[SOURCE DATA]
PR #210, opened 2022-10-10
feat(frame-router): add option to setup frames via a property

katie-bobbe-genesys:
Add option to setup frames using a property

Being able set up the `frame-router` component via a property will make it easier to integrate with Elm.


packages/iframe-coordinator/src/elements/frame-router.ts
```diff
@@ -152,6 +152,26 @@ export default class FrameRouterElement extends HTMLElement {
     }
   }
 
+  /**
+   * @property {object} frameSetup A property that can be set to initialize the host frame with the
```
katie-bobbe-genesys, line 156: I think I'm missing something, because I'm getting a lint error `Documentation must exist for properties.` Any idea what to add here?

thomas-c-dillon: This is what I would do (that seems to address the linting concerns). I would create and interface for this object (and include the JSDoc comments there) and then add a simplified JSDoc comment on either the getter or setter.

Maybe something like this:
`/** A property that can be set to initialize the host frame with the
 * possible clients and the environmental data required by the clients
 */
interface FrameSetup {
  /** The map of registrations for the available clients. */
  clients: RoutingMap;
  /** Information about the host environment. */
  envData: EnvData;
}`

` private _frameSetup: FrameSetup;
  /** Additional Comments Here? */
  get frameSetup(): any {
    return this._frameSetup;
  }

  set frameSetup(frameSetup: FrameSetup) {
    this._frameSetup = frameSetup;
    this._setSetupFrames(frameSetup.clients, frameSetup.envData);
  }`

packages/iframe-coordinator/src/elements/frame-router.ts
```diff
@@ -152,6 +162,24 @@ export default class FrameRouterElement extends HTMLElement {
     }
   }
 
+  private _frameSetup: FrameSetup;
+
+  /**
+   * A property that can be set to initialize the host frame
+   */
+  get frameSetup(): any {
```
MattCheely, line 170: `frameSetup` feels like a bit of an awkward name for a property, although I can see the motivation in mirroring the method name. In hindsight, the method name isn't very good, as we're not really setting up the "frames", we're configuring the client routing and init. Also there's only actually one frame.  I would call this option something like `clientConfiguration` or `clientConfig`.  Maybe we even mark `setupFrames()` as deprecated when the 5.0 release goes out of beta.

packages/iframe-coordinator/src/elements/frame-router.ts
```diff
@@ -68,6 +78,9 @@ export default class FrameRouterElement extends HTMLElement {
    *
    * @param clients The map of registrations for the available clients.
    * @param envData Information about the host environment.
+   *
+   * @deprecated Use the new {@configureClients} method instead
```
katie-bobbe-genesys, line 82: @MattCheely in a previous comment you mentioned that we can deprecate `setupFrames()`. I added a new method `configureClients()` that can replace `setupFrames()`. Is this what you were thinking? Or were you thinking that we would remove the public method all together in favor of using the property?

MattCheely: That is a good question. 🤔 I would say that for now, we can just deprecate `setupFrames()` without adding a replacement function. We'll announce the deprecation and get feedback from consumers to see if moving to a property causes any problems for people, and then create the new function if it does. That way, if the property is good enough on it's own there will only be one way to do it. That's usually preferable.

MattCheely (changes requested):
Thanks for taking on the deprecation as well!

MattCheely (approved):

PR #214, opened 2022-11-18
build(bundle): switch bundler from webpack to rollup

MattCheely:
This should improve compatibility with some of our apps.

I tested it linked locally with web-dir and the nav-system.


packages/iframe-coordinator/src/messages/LabeledMsg.ts
```diff
@@ -9,12 +9,8 @@ import {
...
 } from 'decoders';
 
-// using `import` here with TypeScripts' requireJsonModule
-// option breaks TS' ability to generate type files, so we
-// fall back to `require`.
-
-// tslint:disable-next-line:no-var-requires
-const version = require('../../package.json').version;
+// This is replaced by rollup-plugin-replace with the actual version from package.json
+const version = '__PACKAGE_VERSION__';
```
MattCheely, line 13: The json import in the build was creating all kinds of problems with TypeScript and rollup, either failing completely or leading to weird syntax errors in other parts of the project that are perfectly valid. Rather than fight with it, I opted to just use a rollup plugin to replace this with the version. That's less code in the bundle anyway.

thomas-c-dillon:
Not a rollup expert but it looks good to me. It looks like we would be safe to remove the `webpack.config.cjs` file as well, yeah?

katie-bobbe-genesys (approved):

PR #216, opened 2022-11-23
communicate click events from client to host

thomas-c-dillon:


packages/iframe-coordinator/src/client.ts
```diff
@@ -355,34 +363,25 @@ bad input into one of the iframe-coordinator client methods.
...
+   * Turns off the behavior of intercepting link clicks in the client window click handler.
    */
   public stopInterceptingLinks(): void {
-    if (!this._isInterceptingLinksStarted) {
-      return;
-    }
-
-    this._isInterceptingLinksStarted = false;
-    this._clientWindow.removeEventListener('click', this._onWindowClick);
+    this._shouldInterceptLinks = true;
```
jordanstith15, line 384: Should this be set to false? Otherwise, both this and the startInterceptingLinks function do the same thing, which makes me wonder if there is a point to them at all

jordanstith15 (changes requested):

packages/iframe-coordinator/src/client.ts
thomas-c-dillon: Good catch!

jordanstith15 (approved):

packages/iframe-coordinator/src/messages/Click.ts
```diff
@@ -0,0 +1,18 @@
+import { constant, Decoder, object } from 'decoders';
+import { labeledDecoder, LabeledMsg } from './LabeledMsg';
+
+/**
+ * A message used to notify the host that a click (mousedown followed by mouseup)
+ * occurred in the client application.
+ */
+export interface LabeledClick extends LabeledMsg<'clickFired', {}> {
+  /** Message identifier */
+  msgType: 'clickFired';
```
MattCheely, line 10: Is it just me or is this name a bit ambiguous about if some active code is "firing" a click or if the user just clicked on something?  The terminology around events being fired/triggered/emitted is frustratingly varied. Would "appClicked" or "userClick" be clearer? It might just be me.

MattCheely (changes requested):
This all looks very good, however, I think we can make this work seamlessly for the host application by automatically listening for this event on the host side and calling [`click()`](https://developer.mozilla.org/en-US/docs/Web/API/HTMLElement/click) on the `frame-router` element when it's detected.

packages/iframe-coordinator/src/messages/Click.ts
thomas-c-dillon: I opted for consistency with the existing registeredKeyFired for KeyDown. I am happy to go with whatever name makes the most sense to everyone.

MattCheely (approved):

PR #226, opened 2023-02-10
feat(prompt-on-leave) - addition of prompt on leave

gavin-everett-genesys:
**Related Ticket :** https://inindca.atlassian.net/browse/COMUI-1289

### DIFF
--- a/packages/iframe-coordinator/src/messages/PromptOnLeave.ts
+++ b/packages/iframe-coordinator/src/messages/PromptOnLeave.ts
@@ -1,0 +1,36 @@
+import { boolean, constant, Decoder, object, optional, string } from 'decoders';
+import { labeledDecoder, LabeledMsg } from './LabeledMsg';
+
+/** A prompt on leave dialog to be displayed
+ * by the host application. If the host application receives a message with the shouldPrompt field set to true
+ * a dialog will be displayed asking the user for confirmation before navigating.
+ */
+export interface PromptOnLeave {
+  /** The host application will ask the user for confirmation before
+   * leaving the current page if it has received a message with the shouldPrompt field set to true.
+   */
+  shouldPrompt: boolean;
+  /** Optional message to prompt the user with. */
+  message?: string;
+}
+
+/**
+ * A message used to request a prompt on leave dialog to be displayed in the host app.
+ */
+export interface LabeledPrompt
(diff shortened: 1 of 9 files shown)


packages/iframe-coordinator/src/messages/PromptOnLeave.ts
```diff
@@ -0,0 +1,30 @@
+import { boolean, constant, Decoder, object } from 'decoders';
+import { labeledDecoder, LabeledMsg } from './LabeledMsg';
+
+/** A prompt on leave notification to be displayed
+ * by the host application
+ */
+export interface PromptOnLeave {
+  /** A payload of type boolean */
+  payload: boolean;
```
MattCheely, line 9: I would call this `shouldPrompt` or something else descriptive and update the doc comment to indicate that the host app will ask the user for confirmation before leaving the current page if it has received a message with the field set to true. 

I know I didn't capture this in the ticket, but after some research on the future of navigation APIs and what might be possible for us in the app, I'd also add an optional `message?: string` field documented as the message to prompt the user with (if possible).

packages/iframe-coordinator/src/messages/PromptOnLeave.ts
```diff
@@ -0,0 +1,30 @@
+import { boolean, constant, Decoder, object } from 'decoders';
+import { labeledDecoder, LabeledMsg } from './LabeledMsg';
+
+/** A prompt on leave notification to be displayed
+ * by the host application
```
MattCheely, line 5: I'd add some more detail to this to clarify how the message is intended to impact navigation. These comments are used in the [generated documentation](https://apps.inindca.com/common-ui-docs/iframe-coordinator/interfaces/client.NavRequest.html)

MattCheely (changes requested):
We should also update [client-setup.md](packages/iframe-coordinator/doc/client-setup.md) with a description of how to use `promptOnLeave` in the "Requesting Host Actions" section.  That will show up [here](https://apps.inindca.com/common-ui-docs/iframe-coordinator/modules/client.html) in the deployed docs.

MattCheely (changes requested):
Sorry for not catching it in the first round of reviews, but we should add some basic tests in `ClientToHost.spec.ts` for validation of the new message type.

jordanstith15 (approved):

[THE TASK]
Copy each line above containing the string "decoders".

[ANSWER SPACE]
 } from 'decoders';
+import { constant, Decoder, object } from 'decoders';
+import { boolean, constant, Decoder, object, optional, string } from 'decoders';
+import { boolean, constant, Decoder, object } from 'decoders';
+import { boolean, constant, Decoder, object } from 'decoders';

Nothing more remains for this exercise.